腊月二十七,清晨六点四十分,BJ的冬日天光还未完全亮透。
姜宇在厨房里煮咖啡,法压壶里的水刚刚沸腾,他倒进磨好的咖啡粉,看着深褐色的粉末在水中翻滚、沉淀。
客厅里,那只二十四寸的银色行李箱已经收拾妥当,立在玄关处,像一位沉默的哨兵。
行李箱是他和刘艺菲一起挑的。
上次月在星光大道,她拉着他逛了整整二个小时,从新秀丽看到日默瓦,最后选了这个德国牌子。
“这个轮子顺滑。”她蹲在地上,像个小孩子一样推来推去,“你看,一点声音都没有。而且箱体是聚碳酸酯的,轻便又抗摔。”
姜宇当时靠在货架上,看着她认真的侧脸,忽然觉得这个场景很生活。
普通情侣逛商场,为一个小行李箱挑挑拣拣,讨论轮子顺不顺滑,箱体耐不耐摔。
“你喜欢就买。”他说。
“不是我喜欢,是给你用。”刘艺菲站起身,拍了拍手上的灰,“你老出差,行李箱很重要。我以前那个破箱子,在机场摔坏过,东西撒了一地,尴尬死了。”
最后她刷卡买了两只,一银一黑,情侣款。
“黑色归我,银色归你。”她说得理所当然,“下次我们一起出差,就用这个。
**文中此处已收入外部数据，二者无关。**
PR #1549, opened 2021-06-15
Time and userId based randomized usePosters when no searchQuery - one of the proposed solutions to PR #1452

goran-peoski-work:
See discussion at https://github.com/sparkletown/sparkle/pull/1452


src/hooks/posters.ts
```diff
@@ -87,15 +96,19 @@ export const usePosters = (posterHallId: string) => {
   );
 
   const searchedPosterVenues = useMemo(() => {
+    // Local PRNG: does not affect Math.random.
+    const random = seedrandom(`${userId}${timeSlice}`);
```
yarikoptic, line 100: I do not quite understand why bother with `timeSlice`.  I would say `userId` should be sufficient and actually the desired effect. IMHO it would only be odd (if not annoying) for users to have their view of posters to change all of a sudden whenever a new hour comes.

yarikoptic (changes requested):
THANK YOU @goran-peoski-work for working on this one!!!  FWIW --  I have tested locally as of e24c6f417c419e4a727333dc334ebb54c5cdd1aa on OHBM venue and it worked awesomely well for its original intent!  I left one comment on the unclear need for time slicing to participate in seeding -- IMHO should not be done. (I am not a sparkle person, hopefully it is ok to leave my "Review")

src/hooks/posters.ts
goran-peoski-work: Simply:
* remove the `timeSlice` number from the string, and you get random posters on each request (maybe even noticeable "weird" behavior within the same request).
* put it at 1 minute, then going back and forward for that one minute, you get the same posters, the next minute you get a fresh batch.

Basically, it's a tweaking tool for as how long a cache of posters gets reused for the same `userId` before a new one gets generated. You can use the `POSTERS_TIME_GRANULARITY` constant for it, set it to  every 5 minutes, every 5 hours, remove it, make it configurable through `.env` file etc.

goran-peoski-work:
I've enabled Auto-merge, so do take care if approving the PR.

src/hooks/posters.ts
yarikoptic: > * remove the `timeSlice` number from the string, and you get random posters on each request (maybe even noticeable "weird" behavior within the same request).

why is that so? they should then be seeded by `userId`... 

<details>
<summary>with this "strip away" patch they seems to be stable and nice and seems to be specific to me </summary> 

```diff
diff --git a/src/hooks/posters.ts b/src/hooks/posters.ts
index 3bdb3abab..951179cb1 100644
--- a/src/hooks/posters.ts
+++ b/src/hooks/posters.ts
@@ -45,10 +45,7 @@ export const usePosterVenues = (posterHallId: string) => {
   );
 };
 
-const POSTERS_TIME_GRANULARITY = 1000 * 60 * 60; // one hour in ms
-
 export const usePosters = (posterHallId: string) => {
-  const timeSlice = Math.floor(new Date().getTime() / POSTERS_TIME_GRANULARITY);
   const { userId } = useUser();
   const { posterVenues, isPostersLoaded } = usePosterVenues(posterHallId);
 
@@ -97,7 +94,7 @@ export const usePosters = (posterHallId: string) => {
 
   const searchedPosterVenues = useMemo(() => {
     // Local PRNG: does not affect Math.random.
-    const random = seedrandom(`${userId}${timeSlice}`);
+    const random = seedrandom(`${userId}`);
     const normalizedSearchQuery = searchQuery.trim();
 
     if (!normalizedSearchQuery)
@@ -126,7 +123,7 @@ export const usePosters = (posterHallId: string) => {
         }),
       })
       .map((fuseResult) => fuseResult.item);
-  }, [searchQuery, fuseVenues, filteredPosterVenues, userId, timeSlice]);
+  }, [searchQuery, fuseVenues, filteredPosterVenues, userId]);
 
   const displayedPosterVenues = useMemo(
     () => searchedPosterVenues.slice(0, displayedPostersCount),

```
</details>

> * put it at 1 minute, then going back and forward for that one minute, you get the same posters, the next minute you get a fresh batch.

I put it at 1 second, and what happens - it randomizes 2 (or 3?) times and settles.  Then if I click to enter some poster - it again randomizes few times and enters the poster I had clicked.

Anyways -- thinking about it, I guess it could be indeed a nice feature to promote more posters exploration!  We just would need to announce it as a feature so whenever someone sees them getting shuffled (at hour boundary), they don't get surprised.

goran-peoski-work: As I said it can be 5 minutes or 5 hours, it can very well  be 5 days, so there are ways to certainly make it more or less noticeable. But, since I'm not familiar to the original requirement, I can accept any changes, even removal of the time factor from the seed.

yarikoptic (approved):
Works for me! ;)

src/hooks/posters.ts
yarikoptic: FWIW - all good with me on this extra-feature.  Unfortunately I am nobody here so can't mark it resolved AFAIK.

0xdevalias:
> @yarikoptic @goran-peoski-work @mike-lvov Feedback on the proper React context/provider solution implementation + further ways to improve it to also keep the scroll state in https://github.com/sparkletown/sparkle/pull/1452#discussion_r652529136 + https://github.com/sparkletown/sparkle/pull/1452#discussion_r652537451
> 
> My recommendation is still that the react context/provider solution is a far superior choice to the hacky seed/shuffle/etc stuff proposed in https://github.com/sparkletown/sparkle/pull/1549, and given it's practically implemented already now, and better, I don't really see why we wouldn't use it.
> 
> _Originally posted by @0xdevalias in https://github.com/sparkletown/sparkle/pull/1452#issuecomment-862223934_

src/hooks/posters.ts
0xdevalias: >  I guess it could be indeed a nice feature to promote more posters exploration! We just would need to announce it as a feature so whenever someone sees them getting shuffled (at hour boundary), they don't get surprised.

If I am viewing a list of posters, deeply scrolled down, find something interesting, and am about to click on it and the hour ticks, i'm gonna be mighty... frustrated by this 'feature'

0xdevalias (changes requested):
This PR contains unrelated commits, I assume it was created off an incorrect branch and needs to be properly rebased and cleaned up.

---

The addition of the time in the randomisation is a bad idea:

> >  I guess it could be indeed a nice feature to promote more posters exploration! We just would need to announce it as a feature so whenever someone sees them getting shuffled (at hour boundary), they don't get surprised.
> 
> If I am viewing a list of posters, deeply scrolled down, find something interesting, and am about to click on it and the hour ticks, i'm gonna be mighty... frustrated by this 'feature'.
> 
> Seems like a terrible idea to me tbh.
> 
> _Originally posted by @0xdevalias in https://github.com/sparkletown/sparkle/pull/1549#discussion_r652545103_

src/hooks/posters.ts
goran-peoski-work: First
> announce it as a feature so whenever someone sees them
then
> i'm gonna be mighty... frustrated by this 'feature'.

Sure, that might happen. Fun question might be _what's the percent of users that will fall into this category?_. I'm guessing there might be a fun graph with cutoff interval (1h, 1d, 1w) vs count of frustrated users... but that's not really the issue.

The issue is, this PR is just one of the proposed solutions to https://github.com/sparkletown/sparkle/issues/1449, one that I got working first, not one I would generally promote as best way going forward, especially if (as originally) with base to staging.

It's just easier to compare pros and cons on working code.

goran-peoski-work:
> This PR contains unrelated commits, I assume it was created off an incorrect branch and needs to be properly rebased and cleaned up.

@0xdevalias what is the correct branch / are the unrelated commits?

goran-peoski-work:
Created new branch https://github.com/sparkletown/sparkle/tree/pr/random-posters-seedrandom--1452 out of `env/ohbm` and applied the patch with the seed randomization.

0xdevalias:
@goran-peoski-work Can we please close this PR in favour of https://github.com/sparkletown/sparkle/pull/1557

goran-peoski-work:
superseded by https://github.com/sparkletown/sparkle/pull/1557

”
咖啡泡好了。
姜宇倒了一杯,没加糖也没加奶,就着清晨的寂静小口啜饮。
窗外,城市的轮廓在晨雾中逐渐清晰,远处CBD的玻璃幕墙反射着鱼肚白的天光。
手机震动,是日程提醒:“07:30出发,首都机场T3,航班CA1345,武汉天河。”
他放下杯子,走进卧室换衣服。
衣柜里,那套灰色卫衣叠得整整齐齐,放在最显眼的位置。
刘艺菲上次回BJ时买的,美其名曰“情侣装”,其实两件除了尺码几乎一模一样。
“这样别人就看不出来啦。”视频里,她拿着两件卫衣在镜头前比划,“只有我们自己知道是情侣装。多浪漫!”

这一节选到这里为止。